The future starts today, not tomorrow.
The direction for the Episcopal Commission for Creation Justice is set in response to the global climate emergency and all the inherent challenges so carefully extolled by Pope Francis in Laudato Si' mi Signore: Encyclical Letter on Care for Our Common Home (June 2015).
A true ecological approach always becomes a social approach; it must integrate questions of justice in debates on the environment, so as to hear both the cry of the earth and the cry of the poor.
He (St. Francis of Assisi) shows us just how inseparable the bond is between concern for nature, justice for the poor, commitment to society, and interior peace.
The urgent challenge to protect our common home includes a concern to bring the whole human family together to seek a sustainable and integral development, for we know that things can change. The Creator does not abandon us; he never forsakes his loving plan or repents of having created us.
A clear, focused vision is essential; that we may 'see' with the eyes of faith and hope, a vision of a people, transformed in mind and heart, rising up, standing, working and living in harmony together to build a new world order of "integral ecology" (LS Chap. 4) that puts the dignity, sacredness and oneness of all creation at the centre, and is life-nurturing, loving, equitable, and resilient─a "civilization of love" as it were─the ideal which the Church has long set before the world (LS 231).

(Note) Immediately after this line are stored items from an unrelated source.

PR #29497, opened 2022-04-26
Add script for running msan test locally

sifmelcara:
A dirty workaround that enables running msan locally


ctiller:
@veblush probably best for you to make a call on where to take this

veblush:
It seems a bit too much to me. Maybe we would rather look for other avenue such as using a docker image to leverage msan. But I'd like hear from Jan about this matter.

jtattermusch:
> It seems a bit too much to me. Maybe we would rather look for other avenue such as using a docker image to leverage msan. But I'd like hear from Jan about this matter.

Agreed. I think if we cleanup our bazelrc files, you should be able to run msan locally with much fewer changes.
Also, you can very likely run msan under docker container today (after some time spent figuring out things).

So it's good that you investigated what it takes to run msan locally (which is something that should work),
but we should get other sanitizers to work locally as or (or at least locally under a docker container).

Just to make sure - this is for linux, not Mac, right?

sifmelcara:
> we should get other sanitizers to work locally as or (or at least locally under a docker container).

Back when I wrote this PR, I believe asan/tsan/ubsan already worked locally, but not msan. msan is different than asan/tsan/ubsan because it needs MSan-instrumented standard library to work properly. msan CI job does link with proper MSan-instrumented standard library but local toolchain didn't. (See https://github.com/google/sanitizers/wiki/MemorySanitizerLibcxxHowTo#introduction).

We can refactor existing toolchain to make it select different C++ standard library to link with when msan is enabled, so that we don't need a separate toolchain. However user will still need to run `build_clang.sh` in this CL to create MSan-instrumented C++ stdlib, unless someone precompile it and host it somewhere.

> Just to make sure - this is for linux, not Mac, right?

Yes this is for Linux, and only tested on Linux

jtattermusch:
> > we should get other sanitizers to work locally as or (or at least locally under a docker container).
> 
> Back when I wrote this PR, I believe asan/tsan/ubsan already worked locally, but not msan. msan is different than asan/tsan/ubsan because it needs MSan-instrumented standard library to work properly. msan CI job does link with proper MSan-instrumented standard library but local toolchain didn't. (See https://github.com/google/sanitizers/wiki/MemorySanitizerLibcxxHowTo#introduction).
> 
> We can refactor existing toolchain to make it select different C++ standard library to link with when msan is enabled, so that we don't need a separate toolchain. However user will still need to run `build_clang.sh` in this CL to create MSan-instrumented C++ stdlib, unless someone precompile it and host it somewhere.

FYI
go/llvm-docker and the pre-built versions are in https://storage.googleapis.com/clang-builds-stable
This is what we use in our RBE linux image:
https://github.com/grpc/grpc/blob/041b7342183d7380f6580a1566325014153b6999/templates/tools/dockerfile/test/rbe_ubuntu2004/Dockerfile.template#L30


> 
> > Just to make sure - this is for linux, not Mac, right?
> 
> Yes this is for Linux, and only tested on Linux

jtattermusch:
Ad how to run msan locally in a docker sandbox (using the same docker image that's used by RBE):

E.g.
```
tools/bazel --bazelrc=tools/remote_build/linux_docker_sandbox.bazelrc test --config=msan //test/core/alarm_test
```

The general approach is described here: 
https://bazel.build/remote/sandbox

The "--experimental_enable_docker_sandbox" is taken from tools/remote_build/linux_docker_sandbox.bazelrc and the docker image used is the one we use from RBE (since the RBE platform definition provides the docker image to use by default here https://github.com/grpc/grpc/blob/041b7342183d7380f6580a1566325014153b6999/third_party/toolchains/rbe_ubuntu2004/config/BUILD#L45)

Some tweaks might be necessary, but generally this approach works pretty well (and you can use it for most stuff that runs on RBE linux).

PR #29503, opened 2022-04-27
Adding a min progress size argument to grpc_endpoint_read to allow gRPC to use TCP optimizations on the read path

Vignesh2208:
Adds a min progress size argument which lets upper level layers to communicate to the TCP layer and specify the minimum number of bytes required to be read to make meaningful progress.

Requires cherrypick

@markdroth

### DIFF
--- a/src/core/lib/iomgr/tcp_posix.cc
+++ b/src/core/lib/iomgr/tcp_posix.cc
@@ -426,10 +426,6 @@ struct grpc_tcp {
                                       on errors anymore */
   TcpZerocopySendCtx tcp_zerocopy_send_ctx;
   TcpZerocopySendRecord* current_zerocopy_send = nullptr;
-
-  int min_progress_size; /* A hint from upper layers specifying the minimum
-                            number of bytes that need to be read to make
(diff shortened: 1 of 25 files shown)


src/core/lib/iomgr/tcp_posix.cc
```diff
@@ -859,7 +863,8 @@ static bool tcp_do_read(grpc_tcp* tcp, grpc_error_handle* error)
 
 static void maybe_make_read_slices(grpc_tcp* tcp)
     ABSL_EXCLUSIVE_LOCKS_REQUIRED(tcp->read_mu) {
-  if (tcp->incoming_buffer->length == 0 &&
```
ctiller, line 862: Let's separate this piece out into another PR: the API change will be a complicated cherry-pick, and this change may need to roll back - so by splitting them we give ourselves the luxury of an easy rollback if needed - without the need to orchestrate a second cherry-pick.

Vignesh2208: Done

ctiller (approved):

PR #29509, opened 2022-04-28
[WIP] Teach iomgr’s DNSResolver to use EventEngine::ResolvedAddress

drfloob:
See src/core/lib/iomgr/resolve_address.h for the essential changes.

This is a step towards making the iomgr DNS API sufficient to drive a
client channel resolver. In this change, clients will begin handling
EventEngine lookup result types. EventEngine will eventually replace
iomgr, so using EventEngine types now should simplify things a bit
later.

### DIFF
--- a/BUILD
+++ b/BUILD
@@ -1767,6 +1767,7 @@ grpc_cc_library(
     deps = [
         "gpr_base",
         "iomgr_port",
+        "event_engine_base_hdrs",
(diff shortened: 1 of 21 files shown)


drfloob:
Closing this for now. Feedback was that we should convert all or nothing, so I'll do the larger conversion at a later stage.

PR #29539, opened 2022-04-29
resolver: add more attributes to resolver result

markdroth:
This is a preparatory step toward minimizing the extent to which we expose channel args to the resolver and LB policy APIs.  In subsequent PRs, I will change all of the cases where resolvers currently pass data to the LB policy via channel args to instead use attributes.  Once that's done, I will remove channel args from the resolver result.

Channel args will still be passed *to* the resolver at instantiation time, but I will later change that to be exposed via a smaller API surface using something similar to what we do in EventEngine.


src/core/lib/resolver/server_address.h
```diff
@@ -32,44 +31,74 @@
...
 
-//
-// ServerAddress
-//
-
-// A server address is a grpc_resolved_address with an associated set of
-// channel args.  Any args present here will be merged into the channel
-// args when a subchannel is created for this address.
-class ServerAddress {
+class ResolverAttributeMap {
```
ctiller, line 34: Lets split this into its own file (preferably its own build target too if possible), and let's also give it some unit tests.

src/core/lib/resolver/server_address.h
```diff
@@ -32,44 +31,74 @@
...
+
+  // Removes the attribute from the map.
+  void Remove(const char* key);
+
+  std::string ToString() const;
+
+  bool empty() const { return map_.empty(); }
+
+ private:
+  std::map<const char*, std::unique_ptr<AttributeInterface>> map_;
```
ctiller, line 85: Comparing by static string pointers seems pretty fragile, suggest absl::string_view instead?

src/core/lib/resolver/server_address.h
```diff
@@ -32,44 +31,74 @@
...
+// A server address is an address with two sets of attributes attached,
+// one set that affects subchannel behavior, and another set that is
+// visible only to LB policies.
+// TODO(roth): Remove grpc_channel_args from this class.
+class ServerAddress {
+ public:
+  ServerAddress(
+      const grpc_resolved_address& address, grpc_channel_args* args,
+      ResolverAttributeMap subchannel_attributes = ResolverAttributeMap(),
+      ResolverAttributeMap lb_policy_attributes = ResolverAttributeMap());
```
ctiller, line 101: This is getting to the point where I'd want to suggest a `ServerAddressBuilder` to assist putting these things together.

src/core/lib/resolver/server_address.h
```diff
@@ -32,44 +31,74 @@
...
-  // Attributes are keyed by a C string that is unique by address, not
-  // by value.  All attributes added with the same key must be of the
-  // same type.
   class AttributeInterface {
    public:
     virtual ~AttributeInterface() = default;
 
+    // The type name for this attribute.
+    // There can be only one attribute of a given type in a given AttributeMap.
+    // Attributes are keyed by the address of the string, not the value.
```
ctiller, line 43: Is there an incredibly strong justification for this?

ctiller: Providing a string instance does not solve this problem, and the design doesn't work.

C++ implementations are allowed to (but not required to) merge duplicate string values.
You've recently seen cases where the same string token was given two pointers in one build system.
It would be a valid compile for two instances of `"foo"` in the same binary, coming from two different libraries, to be given the same pointer also.
C++ does not provide the guarantees this code is asking for.

Suggestions to improve the design:
1. mandate a namespace prefix (`grpc.lb_attr1`, `grpc.lb_attr2`, `customer.lb_attr1`) as we do for channel args (indeed the reason we do this for channel args)
2. implement an attribute class that actually provides the guarantees you're looking for (probably internally calling new on some non-zero length data structure to ensure a unique pointer), use that throughout instead of `const char *`.

markdroth: Thanks for pointing this out!

I've sent #29709 to introduce a `UniqueTypeName` API along the lines of your second suggestion and to change the other places in our code where we're using this pattern to use `UniqueTypeName` instead.

I've now merged that PR into this one and changed the resolver attribute API to also use `UniqueTypeName`.

markdroth:
Marking this as draft again while I consider how to rework the approach, as per our discussion today.

PR #30695, opened 2022-08-22
Fix PickFirstTest flake in client_lb_end2end_test

ananda1066:
Add delay to shutdown for `PickFirstTest.CheckStateBeforeStartWatch` to make sure server is properly shut down before being restarted. Otherwise, the test sometimes has broken pipe failures if the server is in some middle state.

Verified with blase - no failures after change.

### DIFF
--- a/test/cpp/end2end/client_lb_end2end_test.cc
+++ b/test/cpp/end2end/client_lb_end2end_test.cc
@@ -2281,13 +2281,8 @@ class ClientLbInterceptTrailingMetadataTest : public ClientLbEnd2endTest {
   static ClientLbInterceptTrailingMetadataTest* current_test_instance_;
   int num_trailers_intercepted_ = 0;
   bool trailer_intercepted_ = false;
-<<<<<<< HEAD
   grpc_core::Mutex mu_;
   grpc_core::CondVar cond_;
-=======
-  grpc::internal::Mutex mu_;
-  grpc::internal::CondVar cond_;
->>>>>>> 609ebbf43d65b191dff5f41f5ffbc9ca58656847
   absl::Status last_status_;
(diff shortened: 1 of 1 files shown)


test/cpp/end2end/client_lb_end2end_test.cc
```diff
@@ -429,7 +429,7 @@ class ClientLbEnd2endTest : public ::testing::Test {
       cond_.Signal();
     }
 
-    void Shutdown() {
+    void Shutdown(int timeout_ms = 0) {
```
markdroth, line 432: It doesn't look like this parameter is actually being used, which means that this PR is actually a no-op.

Also, even if you did use this parameter to pass to `server_->Shutdown()` on line 435 instead of the hard-coded timeout (which I assume is what you intended to do), I don't think that would actually solve the problem.  Unfortunately, we have a long-standing known issue where there is not actually any API to do a true graceful shutdown on a C++ server.  Even with a non-zero timeout, the server still shuts down immediately from the perspective of the transport (i.e., the transport sends a GOAWAY and then immediately closes the connection), which means that the client may think the call was actually started on the server (and thus not eligible for a transparent retry), so when the connection is closed, the client fails the call with "Broken pipe" instead of being transparently retried.

Normally when we see this, we fix it by changing the test to call `StopListeningAndSendGoaways()` (an internal API we added to the test) instead of `Shutdown()`, so that it does do a graceful shutdown at the transport level.  In this case, though, we'll probably need something a little more complicated, because we need to restart the server immediately after.

I'll put together a separate PR for this.

markdroth (changes requested):

ananda1066:
https://github.com/grpc/grpc/pull/30698 properly fixes flake

PR #30701, opened 2022-08-22
Add DebugLocation to CqVerifier

drfloob:
Most tests call Verify multiple times. This will help us identify which
of those calls failed.


yashykt (approved):

ctiller:
1. don't we get that from the call stack?
2. consider the `SourceLocation location = SourceLocation()` stuff on Expect - we can do this for most platforms without needing to type it out repeatedly (this could be a change only in cq_verifier.{h,cc})

drfloob:
Closed in favor of #30702

PR #30702, opened 2022-08-22
[fixit] Add source location to CqVerifier output

drfloob:
Supersedes #30701

### DIFF
--- a/test/core/end2end/cq_verifier.cc
+++ b/test/core/end2end/cq_verifier.cc
@@ -187,26 +187,28 @@ std::string CqVerifier::ToString() const {
   return absl::StrJoin(expectations, "\n");
 }
 
-void CqVerifier::FailNoEventReceived() const {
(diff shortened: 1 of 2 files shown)


yashykt (approved):

ctiller (approved):
I'd prefer that we got better information out of callstacks at crash time, but very well :)

drfloob:
> I'd prefer that we got better information out of callstacks at crash time, but very well :)

Agreed. Sometimes abseil's failure signal handler doesn't produce much of value. For example, an MSAN bug I was looking at today ended with:

```
*** SIGABRT received at time=1661138474 on cpu 1 ***
PC: @     0x7ff94e642438  (unknown)  raise
    @          0x11dcf39        352  absl::lts_20220623::WriteFailureInfo()
    @          0x11db480        576  absl::lts_20220623::AbslFailureSignalHandler()
    @           0xad206b  (unknown)  SignalAction()
```

This might be useful as well.

PR #30717, opened 2022-08-23
xDS interop: fix an issue with secondary zone namespaces not cleaned

sergiitk:
All alternative server runners except the failover test reuse the primary server runners' namespace. Failover test is using the secondary cluster, and manages its own namespace there. `reuse_namespace` disables namespace cleanup, and in this case it was set to `True` incorrectly.


sergiitk:
- [grpc/core/master/linux/grpc_xds_k8s_lb](https://source.cloud.google.com/results/invocations/92fb5428-ae41-457f-8d28-d598c79214bb)

gnossen (approved):

PR #30730, opened 2022-08-24
ConnectionAttemptInjector: fix tsan failures

markdroth:
This fixes a `ThreadSanitizer: data race on vptr (ctor/dtor vs virtual call)` failure caused by `ConnectionAttemptInjector` having a vtable.  The fix is to combine the functionality of both subclasses into a single class so that no inheritence is needed.


yashykt (approved):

Our mission is, of course, to respond to the 'mandates' set by the Pope in LS; primarily to protect humankind from self-destruction (LS 79), to remind people of their duty to care for nature (LS 83) through ecological education (LS 214), to bring about an ecological conversion (LS 217), and to lead all creation back to God (LS 83). In a manner of speaking, we are called to rebuild the 'temple of creation' which has been destroyed to a large extent by irresponsible and selfish human activity. To do this, we need to advance integral ecology, justice and resilience. We need to restore the relationship between God, mankind and nature. We need to restore the dignity of all creation. Creation (or Ecological) Justice is justice for all creation, recognizing that all creation is infused with the Spirit of our Creator, and all living creatures have the right to live with dignity. It acknowledges that we, humans, are creatures too, meant to live as One with all other creation, and carry a special responsibility to care for and love our created brothers and sisters, from the poor and marginalized in society to the moss in the forests and the fish in the oceans. It acknowledges the interconnection and interdependence of all beings (including natural entities) in the Earth community. Creation/Ecological Justice thus encompasses justice for Mother Earth, climate justice, intra-generational and inter-generational justice, gender justice, and social, economic, cultural, political and technological justice.
The objectives therefore are: (1) building a movement of ecological citizens, and (2) establishing living pathways of creation justice and resilience. These necessarily require confronting the powers that are life- destroying and unjust; addressing inequities; and prioritising the regeneration and protection of nature.
A prominent group of concern are children and youth. We need to support our young people to become a generation, and to build future generations, who can face the coming challenges with competence, confidence and hope.
The Spirit of Laudato Si' must permeate all of our work as Church. It is clearly the call of the times. The global climate emergency could be the very thing that finally brings all creation on Earth together as one universal family.
The vision-mission-objectives-strategies-measures (VMOSM) framework shown in Table 1 was adopted as the blueprint for the entire commission at a meeting of CJC representatives on 26 May 2017 in Sibu with minor subsequent fine-tuning approved by the President of the Commission. It should be noted that our vision, mission and objectives are long-term while the strategies are medium to long-term and the measures short to medium term. While the measures outlined in Table 1 are expected to be initiated and carried out during the period 2017-2020, they should continue to grow in future years as long as this commission stands.